Nothing should be left out. Transcribe the entries exactly as written.

Stored items
^^^^
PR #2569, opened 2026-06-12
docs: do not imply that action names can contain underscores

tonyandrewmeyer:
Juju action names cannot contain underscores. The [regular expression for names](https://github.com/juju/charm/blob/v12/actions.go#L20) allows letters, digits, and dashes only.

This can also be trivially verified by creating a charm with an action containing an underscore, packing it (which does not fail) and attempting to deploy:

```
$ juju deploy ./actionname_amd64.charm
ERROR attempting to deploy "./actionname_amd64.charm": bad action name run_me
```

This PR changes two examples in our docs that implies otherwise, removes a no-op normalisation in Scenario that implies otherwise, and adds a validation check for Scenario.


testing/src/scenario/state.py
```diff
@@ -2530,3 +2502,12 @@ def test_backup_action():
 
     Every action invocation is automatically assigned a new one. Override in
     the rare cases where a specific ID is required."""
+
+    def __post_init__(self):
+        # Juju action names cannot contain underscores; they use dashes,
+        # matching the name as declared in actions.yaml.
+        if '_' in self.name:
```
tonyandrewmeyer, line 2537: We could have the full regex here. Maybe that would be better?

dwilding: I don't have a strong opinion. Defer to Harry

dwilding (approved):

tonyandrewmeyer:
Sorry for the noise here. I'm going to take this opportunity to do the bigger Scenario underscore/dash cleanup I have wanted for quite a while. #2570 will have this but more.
^^^^
Exercise output:
PR #2569, opened 2026-06-12
docs: do not imply that action names can contain underscores

tonyandrewmeyer:
Juju action names cannot contain underscores. The [regular expression for names](https://github.com/juju/charm/blob/v12/actions.go#L20) allows letters, digits, and dashes only.

This can also be trivially verified by creating a charm with an action containing an underscore, packing it (which does not fail) and attempting to deploy:

```
$ juju deploy ./actionname_amd64.charm
ERROR attempting to deploy "./actionname_amd64.charm": bad action name run_me
```

This PR changes two examples in our docs that implies otherwise, removes a no-op normalisation in Scenario that implies otherwise, and adds a validation check for Scenario.


testing/src/scenario/state.py
```diff
@@ -2530,3 +2502,12 @@ def test_backup_action():
 
     Every action invocation is automatically assigned a new one. Override in
     the rare cases where a specific ID is required."""
+
+    def __post_init__(self):
+        # Juju action names cannot contain underscores; they use dashes,
+        # matching the name as declared in actions.yaml.
+        if '_' in self.name:
```
tonyandrewmeyer, line 2537: We could have the full regex here. Maybe that would be better?

dwilding: I don't have a strong opinion. Defer to Harry

dwilding (approved):

tonyandrewmeyer:
Sorry for the noise here. I'm going to take this opportunity to do the bigger Scenario underscore/dash cleanup I have wanted for quite a while. #2570 will have this but more.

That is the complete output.